## [Aim of the exercise]
Go through the data below and return each line where the string "semver" occurs.

## [Material for the task]
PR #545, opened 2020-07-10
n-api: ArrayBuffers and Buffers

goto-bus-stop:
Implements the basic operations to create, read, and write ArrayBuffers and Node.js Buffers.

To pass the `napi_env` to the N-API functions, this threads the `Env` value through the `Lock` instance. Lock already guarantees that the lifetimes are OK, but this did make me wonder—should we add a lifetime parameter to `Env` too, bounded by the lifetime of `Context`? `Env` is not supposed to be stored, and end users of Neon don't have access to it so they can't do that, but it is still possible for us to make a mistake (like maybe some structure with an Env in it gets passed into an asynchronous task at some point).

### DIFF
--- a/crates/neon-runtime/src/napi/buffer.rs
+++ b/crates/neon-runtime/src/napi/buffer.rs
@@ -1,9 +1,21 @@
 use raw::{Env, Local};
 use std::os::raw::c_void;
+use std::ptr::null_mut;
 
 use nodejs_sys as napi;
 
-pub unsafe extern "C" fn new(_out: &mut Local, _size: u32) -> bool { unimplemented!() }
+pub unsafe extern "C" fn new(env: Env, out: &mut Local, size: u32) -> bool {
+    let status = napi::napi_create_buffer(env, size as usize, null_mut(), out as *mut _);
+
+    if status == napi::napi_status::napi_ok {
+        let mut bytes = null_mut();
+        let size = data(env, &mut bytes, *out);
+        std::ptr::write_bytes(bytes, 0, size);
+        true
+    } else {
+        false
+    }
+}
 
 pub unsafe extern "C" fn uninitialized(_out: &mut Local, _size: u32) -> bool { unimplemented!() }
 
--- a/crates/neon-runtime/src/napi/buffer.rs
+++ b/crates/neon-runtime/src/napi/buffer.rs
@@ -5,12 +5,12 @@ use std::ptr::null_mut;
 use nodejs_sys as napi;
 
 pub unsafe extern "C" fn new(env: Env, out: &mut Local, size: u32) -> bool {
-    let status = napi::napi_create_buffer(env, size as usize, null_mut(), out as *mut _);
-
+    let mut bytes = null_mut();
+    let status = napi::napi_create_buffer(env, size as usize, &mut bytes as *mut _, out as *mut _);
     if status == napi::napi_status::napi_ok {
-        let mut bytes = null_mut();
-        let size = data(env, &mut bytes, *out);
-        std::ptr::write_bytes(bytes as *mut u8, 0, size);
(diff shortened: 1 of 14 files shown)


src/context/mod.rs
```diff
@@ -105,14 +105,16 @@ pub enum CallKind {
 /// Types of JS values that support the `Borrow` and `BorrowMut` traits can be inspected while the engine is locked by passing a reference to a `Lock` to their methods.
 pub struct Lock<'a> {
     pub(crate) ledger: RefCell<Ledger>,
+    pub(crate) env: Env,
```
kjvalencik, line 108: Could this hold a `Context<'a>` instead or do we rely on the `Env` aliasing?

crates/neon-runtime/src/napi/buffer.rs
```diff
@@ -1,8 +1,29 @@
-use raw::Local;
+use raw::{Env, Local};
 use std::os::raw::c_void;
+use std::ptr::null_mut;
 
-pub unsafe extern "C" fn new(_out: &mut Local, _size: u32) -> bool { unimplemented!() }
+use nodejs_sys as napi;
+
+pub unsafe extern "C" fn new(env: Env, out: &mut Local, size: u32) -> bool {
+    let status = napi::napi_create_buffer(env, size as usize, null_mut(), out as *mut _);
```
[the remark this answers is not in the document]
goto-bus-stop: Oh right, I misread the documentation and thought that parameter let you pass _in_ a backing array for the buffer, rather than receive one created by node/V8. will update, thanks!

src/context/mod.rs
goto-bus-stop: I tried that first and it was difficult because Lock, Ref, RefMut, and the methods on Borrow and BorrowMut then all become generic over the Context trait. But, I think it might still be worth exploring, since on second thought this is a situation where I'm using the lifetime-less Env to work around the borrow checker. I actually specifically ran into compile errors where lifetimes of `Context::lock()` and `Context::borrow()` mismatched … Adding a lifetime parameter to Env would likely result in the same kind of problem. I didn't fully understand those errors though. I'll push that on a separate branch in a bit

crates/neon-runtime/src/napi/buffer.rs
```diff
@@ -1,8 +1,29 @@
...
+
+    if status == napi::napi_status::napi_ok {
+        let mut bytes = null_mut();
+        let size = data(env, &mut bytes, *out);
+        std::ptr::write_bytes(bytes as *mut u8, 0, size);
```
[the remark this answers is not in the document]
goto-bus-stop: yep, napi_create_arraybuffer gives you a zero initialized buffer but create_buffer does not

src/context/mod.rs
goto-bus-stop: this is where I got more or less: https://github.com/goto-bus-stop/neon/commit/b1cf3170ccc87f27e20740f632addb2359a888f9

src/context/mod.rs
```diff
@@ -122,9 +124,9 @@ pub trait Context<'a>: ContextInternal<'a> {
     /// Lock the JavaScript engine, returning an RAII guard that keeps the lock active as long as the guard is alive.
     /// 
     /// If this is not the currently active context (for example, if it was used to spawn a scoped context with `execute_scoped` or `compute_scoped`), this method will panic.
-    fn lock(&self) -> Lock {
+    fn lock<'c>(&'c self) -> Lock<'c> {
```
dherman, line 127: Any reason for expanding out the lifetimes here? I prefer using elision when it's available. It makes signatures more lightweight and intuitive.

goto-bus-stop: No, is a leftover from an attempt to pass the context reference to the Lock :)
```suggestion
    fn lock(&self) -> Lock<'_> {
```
...
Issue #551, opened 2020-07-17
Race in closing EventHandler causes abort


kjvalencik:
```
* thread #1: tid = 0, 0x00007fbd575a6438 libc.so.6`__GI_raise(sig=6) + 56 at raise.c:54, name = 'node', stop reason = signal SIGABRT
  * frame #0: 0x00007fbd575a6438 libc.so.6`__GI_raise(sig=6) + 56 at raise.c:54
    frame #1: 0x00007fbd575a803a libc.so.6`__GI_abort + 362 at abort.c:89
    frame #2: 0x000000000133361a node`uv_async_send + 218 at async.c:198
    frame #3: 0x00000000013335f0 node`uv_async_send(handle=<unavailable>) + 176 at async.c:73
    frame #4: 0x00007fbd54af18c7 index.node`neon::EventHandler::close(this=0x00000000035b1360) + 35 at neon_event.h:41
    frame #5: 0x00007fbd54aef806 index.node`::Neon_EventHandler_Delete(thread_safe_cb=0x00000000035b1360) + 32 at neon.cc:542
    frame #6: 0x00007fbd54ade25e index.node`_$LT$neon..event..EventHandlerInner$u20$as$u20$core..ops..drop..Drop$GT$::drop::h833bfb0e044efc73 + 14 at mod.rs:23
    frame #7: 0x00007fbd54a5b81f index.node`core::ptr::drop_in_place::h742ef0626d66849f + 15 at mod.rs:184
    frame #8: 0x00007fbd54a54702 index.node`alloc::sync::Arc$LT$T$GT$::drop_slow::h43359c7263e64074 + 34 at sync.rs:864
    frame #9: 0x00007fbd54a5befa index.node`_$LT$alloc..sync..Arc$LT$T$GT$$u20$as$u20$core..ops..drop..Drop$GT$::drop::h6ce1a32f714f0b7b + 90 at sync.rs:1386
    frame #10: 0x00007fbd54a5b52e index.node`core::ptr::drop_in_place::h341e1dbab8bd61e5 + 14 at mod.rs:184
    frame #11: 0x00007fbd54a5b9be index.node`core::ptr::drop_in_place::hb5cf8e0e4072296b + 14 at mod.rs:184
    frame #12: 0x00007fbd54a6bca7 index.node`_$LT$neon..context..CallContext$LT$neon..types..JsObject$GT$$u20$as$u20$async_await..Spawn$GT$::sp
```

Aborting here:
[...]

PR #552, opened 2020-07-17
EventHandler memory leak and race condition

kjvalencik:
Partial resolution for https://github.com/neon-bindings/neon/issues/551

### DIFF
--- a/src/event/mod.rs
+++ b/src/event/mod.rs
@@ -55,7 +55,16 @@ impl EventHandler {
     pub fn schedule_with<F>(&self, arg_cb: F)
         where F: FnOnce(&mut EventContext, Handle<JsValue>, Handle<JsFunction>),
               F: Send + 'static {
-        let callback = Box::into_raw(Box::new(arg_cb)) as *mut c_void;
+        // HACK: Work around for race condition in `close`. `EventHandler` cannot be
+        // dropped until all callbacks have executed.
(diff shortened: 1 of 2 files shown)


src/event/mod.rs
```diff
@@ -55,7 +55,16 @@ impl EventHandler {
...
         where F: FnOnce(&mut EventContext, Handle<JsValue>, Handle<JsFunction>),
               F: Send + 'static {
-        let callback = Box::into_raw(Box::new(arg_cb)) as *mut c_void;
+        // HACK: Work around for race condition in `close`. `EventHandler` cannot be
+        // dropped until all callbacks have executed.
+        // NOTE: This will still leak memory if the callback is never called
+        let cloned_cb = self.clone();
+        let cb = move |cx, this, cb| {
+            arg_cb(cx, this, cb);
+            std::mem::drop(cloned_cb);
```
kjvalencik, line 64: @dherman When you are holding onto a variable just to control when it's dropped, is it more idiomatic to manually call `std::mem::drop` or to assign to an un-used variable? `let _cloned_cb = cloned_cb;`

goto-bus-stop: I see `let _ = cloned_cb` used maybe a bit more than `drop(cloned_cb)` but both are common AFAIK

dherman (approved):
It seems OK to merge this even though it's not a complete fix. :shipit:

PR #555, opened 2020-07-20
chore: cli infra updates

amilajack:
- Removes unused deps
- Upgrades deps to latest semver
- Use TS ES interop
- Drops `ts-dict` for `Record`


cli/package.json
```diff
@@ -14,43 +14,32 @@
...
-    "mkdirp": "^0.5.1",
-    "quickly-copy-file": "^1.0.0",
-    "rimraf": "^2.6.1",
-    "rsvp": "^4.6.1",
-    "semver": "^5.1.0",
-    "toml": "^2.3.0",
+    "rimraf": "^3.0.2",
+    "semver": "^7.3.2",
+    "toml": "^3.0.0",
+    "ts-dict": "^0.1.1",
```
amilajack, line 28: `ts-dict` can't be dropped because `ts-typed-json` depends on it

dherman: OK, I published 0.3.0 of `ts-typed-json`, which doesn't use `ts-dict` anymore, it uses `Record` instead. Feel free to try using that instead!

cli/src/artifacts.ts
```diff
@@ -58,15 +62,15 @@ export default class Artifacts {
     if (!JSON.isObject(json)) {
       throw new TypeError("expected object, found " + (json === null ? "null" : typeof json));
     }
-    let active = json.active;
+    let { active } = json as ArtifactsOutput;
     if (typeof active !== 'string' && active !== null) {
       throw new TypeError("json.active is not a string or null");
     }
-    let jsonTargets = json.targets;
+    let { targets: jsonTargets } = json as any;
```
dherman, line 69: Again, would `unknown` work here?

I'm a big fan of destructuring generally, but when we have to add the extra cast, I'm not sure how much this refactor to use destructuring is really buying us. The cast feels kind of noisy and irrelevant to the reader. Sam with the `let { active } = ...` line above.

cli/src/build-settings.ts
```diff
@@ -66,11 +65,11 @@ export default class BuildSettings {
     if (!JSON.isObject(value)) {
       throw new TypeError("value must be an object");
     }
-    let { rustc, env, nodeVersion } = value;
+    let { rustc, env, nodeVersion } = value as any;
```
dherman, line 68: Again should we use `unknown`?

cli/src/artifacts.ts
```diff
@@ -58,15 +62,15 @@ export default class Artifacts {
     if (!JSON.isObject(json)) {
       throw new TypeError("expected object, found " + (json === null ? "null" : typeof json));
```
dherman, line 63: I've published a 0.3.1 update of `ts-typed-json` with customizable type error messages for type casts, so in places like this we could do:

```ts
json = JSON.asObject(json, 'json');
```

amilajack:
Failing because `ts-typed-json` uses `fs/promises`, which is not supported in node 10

## [Answer]
- Upgrades deps to latest semver
-    "semver": "^5.1.0",
+    "semver": "^7.3.2",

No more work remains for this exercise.